→ TASK GOAL: The full listing should be set down again without a single alteration.

→ DATA TO PROCESS:
Issue #305, opened 2021-04-14
Show the free game of the week.


adityaruplaha:
A simple `openUrlOrFile` should suffice I feel.

dragonDScript:
We should show it in a separate window, like steam does

dragonDScript:
> A simple openUrlOrFile should suffice I feel.

What about a link to the launch protocol? If it's installed, it will be played. If not, it will prompt to install it.

flegald:
I would like to take this please.

flegald:
PR has been opened for this feature.

I did try and see if there was any way I could get the free games' info without scraping the page's HTML so we could have better integration into Heroic.

But I did not see anything exposed for this in legendary.

This means that we have to use Epic's own storefront for this popup unfortunately.

dragonDScript:
It's okay. At least they can get the free games.

wiryfuture:
@flavioislima I think this can be closed w/ the store page.

flavioislima:
Yes! 👍🏽

PR #653, opened 2021-09-15
Display EGS free products popup on startup

flegald:
# Display EGS free products on startup
issue: https://github.com/Heroic-Games-Launcher/HeroicGamesLauncher/issues/305

Added feature to open new window to (regionally correct) Epic Game's free games of the week page.

New window is a popup handled exactly the same as the store link. 

```
    new BrowserWindow({ height: 700, width: 1200 }).loadURL(freeProductsUrl)
```

The IPC render action occurs once at start up, and is triggered in `App.tsx`

This new feature is toggle-able with a new General Setting ToggleSwitch which defaults to ON.

freetoggle

freegamespopup

### Bug Fix 
There was also a bug I noticed regarding the behavior of `setCheckForUpdatesOnStartup` toggle.
Even when checked into the `OFF` position using the toggle, the setting always reverted back to `ON` by itself.
This was because the following line would always resolve to true.
```
setCheckForUpdatesOnStartup(config.checkForUpdatesOnStartup || true)
```
I have replaced the `true` with `false`

My assumption is this was done to have the default value be `true`.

→ SOLUTION:
Issue #305, opened 2021-04-14
Show the free game of the week.


adityaruplaha:
A simple `openUrlOrFile` should suffice I feel.

dragonDScript:
We should show it in a separate window, like steam does

dragonDScript:
> A simple openUrlOrFile should suffice I feel.

What about a link to the launch protocol? If it's installed, it will be played. If not, it will prompt to install it.

flegald:
I would like to take this please.

flegald:
PR has been opened for this feature.

I did try and see if there was any way I could get the free games' info without scraping the page's HTML so we could have better integration into Heroic.

But I did not see anything exposed for this in legendary.

This means that we have to use Epic's own storefront for this popup unfortunately.

dragonDScript:
It's okay. At least they can get the free games.

wiryfuture:
@flavioislima I think this can be closed w/ the store page.

flavioislima:
Yes! 👍🏽

PR #653, opened 2021-09-15
Display EGS free products popup on startup

flegald:
# Display EGS free products on startup
issue: https://github.com/Heroic-Games-Launcher/HeroicGamesLauncher/issues/305

Added feature to open new window to (regionally correct) Epic Game's free games of the week page.

New window is a popup handled exactly the same as the store link. 

```
    new BrowserWindow({ height: 700, width: 1200 }).loadURL(freeProductsUrl)
```

The IPC render action occurs once at start up, and is triggered in `App.tsx`

This new feature is toggle-able with a new General Setting ToggleSwitch which defaults to ON.

freetoggle

freegamespopup

### Bug Fix 
There was also a bug I noticed regarding the behavior of `setCheckForUpdatesOnStartup` toggle.
Even when checked into the `OFF` position using the toggle, the setting always reverted back to `ON` by itself.
This was because the following line would always resolve to true.
```
setCheckForUpdatesOnStartup(config.checkForUpdatesOnStartup || true)
```
I have replaced the `true` with `false`

My assumption is this was done to have the default value be `true`.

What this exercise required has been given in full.